■ The task ■
From the line with "Currently the code" through the line with "internal names to", repeat the entries verbatim, both end lines included, and add nothing.
======
PR #387, opened 2017-05-19
Add option to avoid eliminating symbolic links

chapmanb:
Currently the code resolves symbolic links back to the original file,
which can cause issues when files get symlinked with different
extensions. This makes it optional so we can avoid symlinking from Toil.

Specifically, I'm trying to fix the issue with CWL Toil where it copies
all files (BD2KGenomics/toil#1627). Switching to symlinks instead of
copying exposes the issue because files with standard extensions
(`should_work.bam`) are symlinked to internal Toil names
(`tmp12345.tmp`). Resolving the symlinks exposes the internal names to
the program, breaking any code that relies on standard file extensions.

I'm not sure about the origin or motivation for dereferencing (and also
not using os.path.realpath, which would have made it easier to find). It
looks like @tetron has been doing work with this for a while:

common-workflow-language@992e3b1#diff-014f1453ccc1711230a19f9e2893cfacR63

### DIFF
--- a/cwltool/draft2tool.py
+++ b/cwltool/draft2tool.py
@@ -181,7 +181,8 @@ class CommandLineTool(Process):
 
     def makePathMapper(self, reffiles, stagedir, **kwargs):
         # type: (List[Any], Text, **Any) -> PathMapper
-        return PathMapper(reffiles, kwargs["basedir"], stagedir)
+        return PathMapper(reffiles, kwargs["basedir"], stagedir,
+                          eliminate_symlinks=kwargs.get("eliminate_symlinks", True))
 
     def job(self,
             job_order,  # type: Dict[Text, Text]
--- a/cwltool/pathmapper.py
+++ b/cwltool/pathmapper.py
@@ -168,11 +168,13 @@ class PathMapper(object):
 
     """
 
-    def __init__(self, referenced_files, basedir, stagedir, separateDirs=True):
+    def __init__(self, referenced_files, basedir, stagedir, separateDirs=True,
+                 eliminate_symlinks=True):
         # type: (List[Any], Text, Text, bool) -> None
         self._pathmap = {}  # type: Dict[Text, MapperEnt]
         self.stagedir = stagedir
         self.separateDirs = separateDirs
+        self.eliminate_symlinks = eliminate_symlinks
         self.setup(dedup(referenced_files), basedir)
 
     def visitlisting(self, listing, stagedir, basedir, copy=False, staged=False):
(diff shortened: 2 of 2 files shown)


mr-c:
@chapmanb If a tool requires a particular file extension the CWL descriptions should be enforcing them via `InitialWorkDirRequirement`s

chapmanb:
Michael;
How is that done? Is there a way to specify you should always pass files with the original extension? I'm using InitialWorkDirRequirement now to pass in the inputs as a json file, but this resolution of symlinks occurs prior to that. What I'm generalizing here always evaluates symlinks back to the original file right now during the job initialization process.

tetron:
@chapmanb the intended way to preserve filenames is to set the "basename" field explicitly.  Maybe Toil isn't honoring that?

mr-c:
@chapmanb Use IWDR & a dirent, setting 'entryname' to a name that meets the required naming convention: http://www.commonwl.org/v1.0/CommandLineTool.html#Dirent

mr-c:
What @tetron said works, but that is under the user's control and not the CLT describer -- if a particular name or naming convention is required for a tool then that should be modeled in the CWL description; in v1.0 that is done with the InitialWorkDirRequirement

chapmanb:
Peter -- thanks for the pointer. I'll see if I can fix that directly in Toil without needing this change.

Michael -- thanks for the explanation. From a user perspective this seems excessive since the majority of tools will want to honor the original file names. To get that you'd have to double specify everything in the inputs and in InitialWorkDirRequirement? Only the Galaxy team think people want all their files named `tmp12345.txt`. I'd rather have Toil do the right thing here than pushing this requirement on the users.

chapmanb:
Peter -- I've been struggling to resolve this issue without changes to cwltool. I can get Toil to keep references to the non-resolved symlink targets (instead of the original files) but in calls to cwltool it keeps reverting them. Specifically `check_adjust` when running a job converts the `path` and `basename` over to the resolved original file instead of the actual name. Then the inputs to my CWL runs are a mix of non-resolved references (in `location`) and resolved references (in `path` and friends).

So, it ends up as a mess I'm not sure how to get out of. Is the solution I proposed here to be able to avoid resolving symlinks through the API unworkable? What cases does it break? Do you have any other tips/ideas about how best to resolve? Sorry, struggling here trying to get the cwltoil implementation to stop copying files so it can scale and this is my main path forward.

https://github.com/common-workflow-language/cwltool/blob/master/cwltool/draft2tool.py#L151

chapmanb:
Peter -- thanks for the in-person discussion on this. I now have a PR in to Toil (BD2KGenomics/toil#1687) to resolve this without needing cwltool changes, so closing. All of the help and discussion is much appreciated.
======
■ Written reply ■
Currently the code resolves symbolic links back to the original file,
which can cause issues when files get symlinked with different
extensions. This makes it optional so we can avoid symlinking from Toil.

Specifically, I'm trying to fix the issue with CWL Toil where it copies
all files (BD2KGenomics/toil#1627). Switching to symlinks instead of
copying exposes the issue because files with standard extensions
(`should_work.bam`) are symlinked to internal Toil names
(`tmp12345.tmp`). Resolving the symlinks exposes the internal names to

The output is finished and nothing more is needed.